67. Use of isolated endothelial precursor cells for treating occluded coronary arteries wherein the endothelial precursor cells are isolated using a method of any one of claims 33-55.

68. Use of an agent that inhibits TC-PTP for increasing stem cells in an animal in need thereof.

69. Use of an agent that inhibits TC-PTP for the manufacture of a medicament for increasing stem cells in an animal in need thereof.

70. The use of any one of claims 68 or 69 for enhancing revascularization comprising administering an agent that inhibits TC-PTP to an animal in need thereof.

71. The use of claim 68 or 69 for the manufacture of a medicament for enhancing revascularization.

72. The use of claim 68 or 69 for treating ischemia.

73. The use of claim 72 wherein the ischemia is acute.

74. The use of claim 68 or 69 for treating a vessel disease.

75. The use of claim 68 or 69 for treating a hematopoietic cell disorder.

76. The use of claim 68 or 69 wherein the animal receives a bone marrow transplant.
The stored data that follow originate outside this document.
PR #1072, opened 2026-04-16
Add since annotation to connAppsInProgress

Bodigrim:


kazu-yamamoto (approved):
Nice catch!

kazu-yamamoto:
Merged.
Thanks!

PR #1078, opened 2026-05-25
Remove typeable deriving

Vlix:
Since we don't build on any GHC < 8.6 (because of the `base >= 4.12` constraint) all the `Typeable` deriving is automatic, so I've removed the explicit deriving.


kazu-yamamoto (approved):
LGTM

PR #1083, opened 2026-07-01
fix: Warp crashes with "thread blocked indefinitely in an STM transaction" when receiving eMFILE from accept

### LINKED ISSUE #1082: Warp crashes with "thread blocked indefinitely in an STM transaction" when receiving eMFILE from accept
See https://github.com/PostgREST/postgrest/issues/5012

It looks like the issue is this line: https://github.com/yesodweb/wai/blob/8573a706d051648811753fb48c59507dcf1c4232/warp/Network/Wai/Handler/Warp/Run.hs#L355

`warp` assumes there are request handling threads running and tries to wait for one of them to finish before re-entering accept loop. This fails when `eMFILE` is returned when no request handling threads are running (for example due to another `warp` instance running in the same process).

I am not sure if `warp` should employ such a heuristic at all (ie. that it is itself that is the cause of file descriptor exhaustion), but even if it does,  the waiting logic should be "wait for counter decreased or zero".

mkleczek:
Fixes #1082

### DIFF
--- a/warp/Network/Wai/Handler/Warp/Counter.hs
+++ b/warp/Network/Wai/Handler/Warp/Counter.hs
@@ -6,6 +6,7 @@ module Network.Wai.Handler.Warp.Counter (
     waitForZero,
     increase,
     decrease,
+    waitForCounter,
     waitForDecreased,
     getCount,
     getCountSTM,
@@ -26,11 +27,14 @@ waitForZero (Counter var) = atomically $ do
     when (x > 0) retry
 
 waitForDecreased :: Counter -> IO ()
-waitForDecreased (Counter var) = do
-    n0 <- atomically $ readTVar var
+waitForDecreased = waitForCounter (>)
+
+waitForCounter :: (Int -> Int -> Bool) -> Counter -> IO ()
+waitForCounter condition (Counter var) = do
+    n0 <- readTVarIO var
     atomically $ do
         n <- readTVar var
-        check (n < n0)
+        check (condition n0 n)
 
 increase :: Counter -> IO ()
 increase (Counter var) = atomically $ modifyTVar' var $ \x -> x + 1
--- a/warp/Network/Wai/Handler/Warp/Run.hs
+++ b/warp/Network/Wai/Handler/Warp/Run.hs
@@ -352,7 +352,8 @@ acceptConnection set getConnMaker app counter ii = do
                 if | isErrno eCONNABORTED -> acceptNewConnection
                    | isErrno eMFILE -> do
                        settingsOnException set Nothing $ E.toException e
-                       waitForDecreased counter
+                       -- if there are requests in flight wait for (at least) one to finish
+                       waitForCounter (\prev next -> prev <= 0 || prev > next) counter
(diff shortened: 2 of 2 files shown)


Vlix:
Does this fix the problem? Or just cause `warp` to go into a failing loop?

Does the connection that triggers the `eMFILE` being thrown get aborted immediately? Or does it also wait indefinitely until the connection is properly accepted?

Vlix:
Current code:
https://github.com/yesodweb/wai/blob/8573a706d051648811753fb48c59507dcf1c4232/warp/Network/Wai/Handler/Warp/Run.hs#L345-L359

Ok, I've been trying things out locally to understand how the `accept` function works and how it interacts with file descriptors. And what kind of implications that behavior would have when ignored/retried/etc.

What I've gathered (at least in Linux) is that before Warp accepts a new connection, it first allocates a file descriptor. So when at `getConnMaker` there are no more file descriptors available, `accept` will immediately throw `eMFILE`, even without an outside connection attempt.

This should make it `safe` to just continue with `waitForDecreased` if the counter is already at 0.

The only issue I see is that this will be spamming `settingsOnException` into infinity. So we'd want / need to have a flag that gets unset once it jumps out of the `eMFILE` branch. Something like this?

```hs
data FdIssues = NoFdIssue | FdExhausted
  deriving (Show, Eq)

...
fdExcRef <- newIORef NoFdIssue
let resetFdExcRef = writeIORef fdExcRef NoFdIssue
acceptNewConnection = do
    ...
    case ex of
      Right x -> resetFdExcRef >> pure (Just x)
      Left e -> do
         if | eCONNABORTED ->  resetFdExcRef >> acceptNewConnection
            | eMFILE -> do
                 fdIssue <- readIORef fdExcRef
                 when (fdIssue == NoFdIssue) $
                     settingsOnException set Nothing $ E.toException e
                 wasAtZero <- waitForDecreased counter
                 when wasAtZero $ writeIORef fdExcRef FdExhausted
                 acceptNewConnection
            | otherwise -> resetFdExcRef >> ...
```

@kazu-yamamoto @mkleczek Do you have a strong opinion here? How would you like `settingsOnException` to be called? And how often?

kazu-yamamoto:
Sorry but I'm busy this week.
I can return to this issue next week.

mkleczek:
When working on https://github.com/PostgREST/postgrest/pull/5064 I realized that maybe the "wait for counter decreased" heuristic should be moved to `defaultAccept` letting clients decide how to handle `EMFILE` instead of hardcoding it here?

Vlix:
Users being able to handle it is fine. Maybe even preferable to it being handled internally. But the fact that Warp can basically hard-lock on a situation which is not impossible, is something that should be fixed.

So if you can fix it in your situation which is optimal for your situation, then I would definitely recommend it 👍 but we're going to have to think of a way to also fix it in the default Warp situation so this doesn't bite others.

kazu-yamamoto:
I'm back.
I think this PR should be taken over by #1084.

kazu-yamamoto:
Closing in favor of #1084.

PR #1084, opened 2026-07-03
Fix wait for decreased at zero connections

Vlix:

After submitting your PR:

---

Trying my fix of #1082

### DIFF
--- a/warp/Network/Wai/Handler/Warp/Run.hs
+++ b/warp/Network/Wai/Handler/Warp/Run.hs
@@ -21,7 +21,7 @@ import Control.Concurrent.STM (
 import qualified Control.Exception as E
 import qualified Data.ByteString as S
 import Data.Functor (($>))
-import Data.IORef (newIORef, readIORef)
+import Data.IORef (newIORef, readIORef, IORef, writeIORef)
 import Data.Streaming.Network (bindPortTCP)
 import Foreign.C.Error (Errno (..), eCONNABORTED, eMFILE)
 import GHC.Conc.Sync (labelThread, myThreadId)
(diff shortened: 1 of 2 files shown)


steve-chavez:
Hey @Vlix,

JFYI, I can confirm your fix solves https://github.com/PostgREST/postgrest/issues/5012. Tried your branch on https://github.com/PostgREST/postgrest/pull/5078.

warp/Network/Wai/Handler/Warp/Run.hs
```diff
@@ -266,8 +266,9 @@ runSettingsConnectionMakerSecure
 runSettingsConnectionMakerSecure oldSettings getConnMaker app = do
     settingsBeforeMainLoop oldSettings
     (ServerState{serverConnectionCounter}, newSettings) <- makeServerState oldSettings
-    withII newSettings $
-        acceptConnection newSettings getConnMaker app serverConnectionCounter
+    withII newSettings $ \ii ->
+        initFdExhaustionRef >>=
```
kazu-yamamoto, line 270: @Vlix Can't you push `IORef FdExhaustion` into `InternalInfo`?

Vlix: I think I can, but `InternalInfo` is passed done also to `http1` and `http2` and further. I'd prefer not to "leak" this concept deep into the HTTP handling if it's only on the connection level.

Do you think it's better/cleaner to add it to `InternalInfo`?

kazu-yamamoto: It is not a strong opinion, and if this form was decided upon after careful consideration, then that is fine.

kazu-yamamoto (approved):
I understand that the bug regarding the file descriptor limit was caused by a misassumption on my part. I had mistakenly believed that only the `Warp` thread would increase or decrease file descriptors within the process, and I failed to consider the possibility that other threads might also change them. I am approving this PR because its semantics is clear and it has been verified to resolve the issue.

kazu-yamamoto:
@Vlix Thank you for the nice fix. Please feel free to release a new version by yourself.

Vlix:
I'll see if I can do it this weekend.
I'm also looking at another bug I'd like to fix. #956 I'll probably also do that this weekend.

77. The use of claim 68 or 69 wherein the agent that inhibits TC-PTP is a small molecule inhibitor.

78. The use of claim 68 or 69 wherein the small molecule inhibitor is a thioxothiazolidinone compound.

79. The use of claim 68 or 69 wherein the agent is 5-[(4-hydroxy-3- methoxy-5-nitrophenyl)methylene]-3-(m-chlorophenyl) -2-thioxo-4- thiazolidinone.

80. The use of claim 68 or 69 wherein the agent that inhibits TC-PTP is a RNAi sequence.

81. The use of claim 68 or 69 wherein the agent that is a vanadate compound.

82. The use of claim 68 or 69 wherein the agent is administered locally.

83. The use of claim 68 or 69 wherein the agent is administered systemically.

84. A method of identifying substances which can inhibit TC-PTP comprising the steps of:

(b) assaying for TC-PTP activity, wherein decreased TC- PTP activity relative to control indicates the test substance is capable of inhibiting TC-PTP.